* WORK REQUIRED
The required answer is a copy of each line in the entries below that includes "needs".

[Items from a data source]
PR #922, opened 2020-08-13
Add a few more tests for DDEC6

mscho527:
wip


berquist:
Poke for rebase.

test/method/testddec.py
```diff
@@ -164,3 +165,31 @@ def test_water_charges(self):
...
+        """
+
+        h2path = os.path.join(os.path.dirname(os.path.realpath(__file__)), "h2.out")
+        data = ccread(h2path)
+        vol = volume.Volume((-2, -2, -2), (2, 2, 2), (0.2, 0.2, 0.2))
+        analysis = DDEC6(data, vol, os.path.dirname(os.path.realpath(__file__)))
+        analysis.calculate()
+
+        self.assertAlmostEqual(numpy.sum(analysis.fragcharges), 0, delta=1e-2)
+        self.assertAlmostEqual(analysis.fragcharges[0], analysis.fragcharges[1], delta=1e-6)
```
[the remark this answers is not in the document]
berquist: Come to think of it, is it expected that these charges are both
1. non-negligible and
2. the same sign?
It should actually be the `sum` test that has a very tight threshold, and the opposite test would be comparing the absolute value of the difference to zero.

test/method/testddec.py
```diff
@@ -164,3 +165,31 @@ def test_water_charges(self):
...
+        copath = os.path.join(os.path.dirname(os.path.realpath(__file__)), "co.out")
+        data = ccread(copath)
+        vol = volume.read_from_cube(
+            os.path.join(os.path.dirname(os.path.realpath(__file__)), "co.cube")
+        )
+        analysis = DDEC6(data, vol, os.path.dirname(os.path.realpath(__file__)))
+        analysis.calculate()
+
+        self.assertAlmostEqual(numpy.sum(analysis.fragcharges), 0, delta=1e-2)
+        assert_allclose(analysis.fragcharges, [0.13221636, -0.13903595], atol=1e-3)
```
berquist, line 195: Intuitively, this answer makes more sense than the H2 answer. It's still a little concerning that there is such a deviation from a total of zero (-0.00682). What does chargemol give?

mscho527: This should most likely come from the fact that `self.charge_density.integrate()` returns 14.006876594937234. I've added a note about this. Thanks.

`chargemol` seems to be free from this because they normalize the density to total number of electrons before partitioning them (as in `module_DDEC6_valence_iterator.f08:149`). I'm not sure if this normalization step should be added given that this was not mentioned in the paper?

test/method/testddec.py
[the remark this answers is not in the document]
mscho527: The charges for H2 should just be zero. Using much denser grid (spacing of 0.1 rather than 0.2 which is the cube file included in the test) gives [0.00046066, 0.00046066].

I've modified this test so that the delta is smaller, and left a note why the values are not exactly zero in the test.

test/method/testddec.py
mscho527: As a follow-up, using finer grid (spacing of 0.05) reduces the difference:

```
>>> ddec.fragcharges
array([ 0.13149808, -0.13052562])
>>> ddec.fragcharges.sum()
0.0009724637203740727
>>> ddec.charge_density.integrate()
13.999027536279629
```

Issue #929, opened 2020-08-19
Clean Up DDEC6


shivupa:
The current functions are confusing. Restructure and rename for clarity.

shivupa:
Closed by #930

PR #930, opened 2020-08-20
Clean up DDEC6 code

mscho527:
_Related Issue: #885
Depends upon: #928_

This PR cleans up DDEC6 code by

1. Separating out duplicate code (phi optimization routine in step 3 and 4-6) into a function
2. Add more comments on the phi optimization routine
3. Modify order of class functions
4. Separate out if logic that determines update_kappa

Attempts to address issue #929

### DIFF
--- a/cclib/method/ddec.py
+++ b/cclib/method/ddec.py
@@ -113,14 +113,6 @@ class DDEC6(Stockholder):
             )
         )
 
-        # Notify user about the total charge in the density grid
-        integrated_density = self.charge_density.integrate()
-        self.logger.info(
-            "Total charge density in the grid is {}. If this does not match what is expected, using a finer grid may help.".format(
-                integrated_density
-            )
-        )
-
         # * STEP 1 *
         # Carry out step 1 of DDEC6 algorithm [Determining reference charge value]
         # Refer to equations 49-57 in doi: 10.1039/c6ra04656h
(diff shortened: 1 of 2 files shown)


cclib/method/ddec.py
```diff
@@ -121,6 +121,22 @@ def calculate(self, indices=None, fupdate=0.05):
...
+        )
+
+        # Notify user about the total charge in the density grid
+        integrated_density = self.charge_density.integrate()
+        self.logger.info(
+            "Total charge density in the grid is {}. If this does not match what is expected, using a finer grid may help.".format(
+                integrated_density
+            )
+        )
+
```
berquist, line 139: Both of these should be removed, since the check already exists on line 108. Make sure to remove the already-existing extra one too.

mscho527: I've removed these. Thanks for letting me know!

test/method/testddec.py
```diff
@@ -48,9 +48,7 @@ def testmissingrequiredattributes(self):
             vol = volume.Volume((-4, -4, -4), (4, 4, 4), (0.2, 0.2, 0.2))
             delattr(self.data, missing_attribute)
             with self.assertRaises(MissingAttributeError):
-                trialBader = DDEC6(
-                    self.data, vol, os.path.dirname(os.path.realpath(__file__))
-                )
+                trialBader = DDEC6(self.data, vol, os.path.dirname(os.path.realpath(__file__)))
```
shivupa, line 51: can you run black on this file so there are no changes in the test?

mscho527: I've re-run black on both files to make sure. It seems to me that the PR before this wasn't cleansed with black. Thanks!

berquist:
Travis isn't timing out because of the tests, but because of uploading the new archive. They're almost 6.5 GB in size. They might be causing more problems than they solve. I've created https://github.com/cclib/cclib/issues/936, which needs to be fixed before the 1.6.4 release, and in the meantime will merge this.

PR #938, opened 2020-08-30
Fix a typo in Bader method

mscho527:
This PR fixes a small typo in Bader method.

The line of code that contains the fix is executed only when one or more positions in the walker that identifies Bader spaces have gradients of exactly (0.0, 0.0, 0.0).


berquist:
@mscho527 Poke for rebase.

PR #940, opened 2020-08-30
Fix a typo in DDEC

mscho527:
This PR fixes a small typo in DDEC method.

The line of code that contains the fix is executed only when kappa is updated. The variable `cycle` had been removed in previous PRs.


berquist:
@mscho527 Poke for rebase, but only so that the CI build is on top of current master.

Issue #942, opened 2020-09-02
Q-Chem parser bug for MOs


amandadumi:
There is a bug with the Q-Chem parser when parsing MOs only if the atom symbol consists of two letters.
I think this was overlooked in testing as the only case with an atom with two symbols is the MoCl4_sp case, though it does not contain any MOs.
A small secondary point is that the [MOCl4_sp for Qchem/5.2 ](https://github.com/cclib/cclib/blob/master/data/QChem/basicQChem5.1/MoOCl4_sp.out) has an error due to a change in how Q-Chem handles ECPs.

The bug can be recreated with the [si_qchem_out.txt](https://github.com/cclib/cclib/files/5159466/si_qchem_out.txt)
Running `ccget --list si_qchem_out.txt` returns:

```bash
Attempting to read si_qchem_out.txt
[QChem si_qchem_out.txt ERROR] Encountered error when parsing.
[QChem si_qchem_out.txt ERROR] Last line read:    1  Si    s        1.00042  -0.26371   0.00000  -0.00000   0.00000   0.07477

Traceback (most recent call last):
  File "/home/amandad/.local/bin/ccget", line 33, in <module>
    sys.exit(load_entry_point('cclib', 'console_scripts', 'ccget')())
  File "/home/amandad/Documents/side_project/cclib/cclib/scripts/ccget.py", line 179, in ccget
    data = ccread(filename, **kwargs)
  File "/home/amandad/Documents/side_project/cclib/cclib/io/ccio.py", line 182, in ccread
    return log.parse()
  File "/home/amandad/Documents/side_project/cclib/cclib/parser/logfileparser.py", line 335, in parse
    self.extract(inputfile, line)
  File "/home/amandad/Documents/side_project/cclib/cclib/parser/qchemparser.py", line 1267, in extract
    mocoeffs = self.parse_matrix_aonames(inputfile, self.nbasis, self.norbdisp_alpha_aonames)
  File "/home/amandad/Documents/side_project/cclib/cclib/parser/qchemparser.py", line 333, in parse_matrix_aonames
    aoname = ''.join([name, '_', shell.upper()])
TypeError: sequence item 0: expected str instance, NoneType found
```

PR #943, opened 2020-09-02
Fixing bug with two letter chemical symbols

amandadumi:
This is to address the issue in #942 . I'm not sure what the best approach is incorporating a test for this behavior would be. Any advice would be appreciated!

### DIFF
--- a/cclib/parser/qchemparser.py
+++ b/cclib/parser/qchemparser.py
@@ -303,7 +303,7 @@ cannot be determined. Rerun without `$molecule read`."""
         line = next(inputfile)
         assert len(line.split()) == min(self.ncolsblock, ncols)
         colcounter = 0
-        split_fixed = utils.WidthSplitter((4, 3, 5, 6, 10, 10, 10, 10, 10, 10))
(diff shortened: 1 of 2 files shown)


berquist:
You should make a PR with the silicon atom output file to the cclib-data repo, and add a regression test in https://github.com/cclib/cclib/blob/master/test/regression.py. As for what goes in the test, since it's failing even on parsing the first line in the MO coefficient block, I'd probably check the exact value of a single element from that line.

langner:
> and add a regression test in https://github.com/cclib/cclib/blob/master/test/regression.py. As for what goes in the test, since it's failing even on parsing the first line in the MO coefficient block, I'd probably check the exact value of a single element from that line.

This is the last bit missing for this.

amandadumi:
This should be good to go! Let me know if there are any issues I've overlooked or if you want the test to check anything else.

langner:
Thanks! Looks good at a glance - I think cclib/cclib-data#137 needs to go in first.

langner (approved):

berquist (approved):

* ANSWER FOR THIS EXERCISE
Travis isn't timing out because of the tests, but because of uploading the new archive. They're almost 6.5 GB in size. They might be causing more problems than they solve. I've created https://github.com/cclib/cclib/issues/936, which needs to be fixed before the 1.6.4 release, and in the meantime will merge this.
Thanks! Looks good at a glance - I think cclib/cclib-data#137 needs to go in first.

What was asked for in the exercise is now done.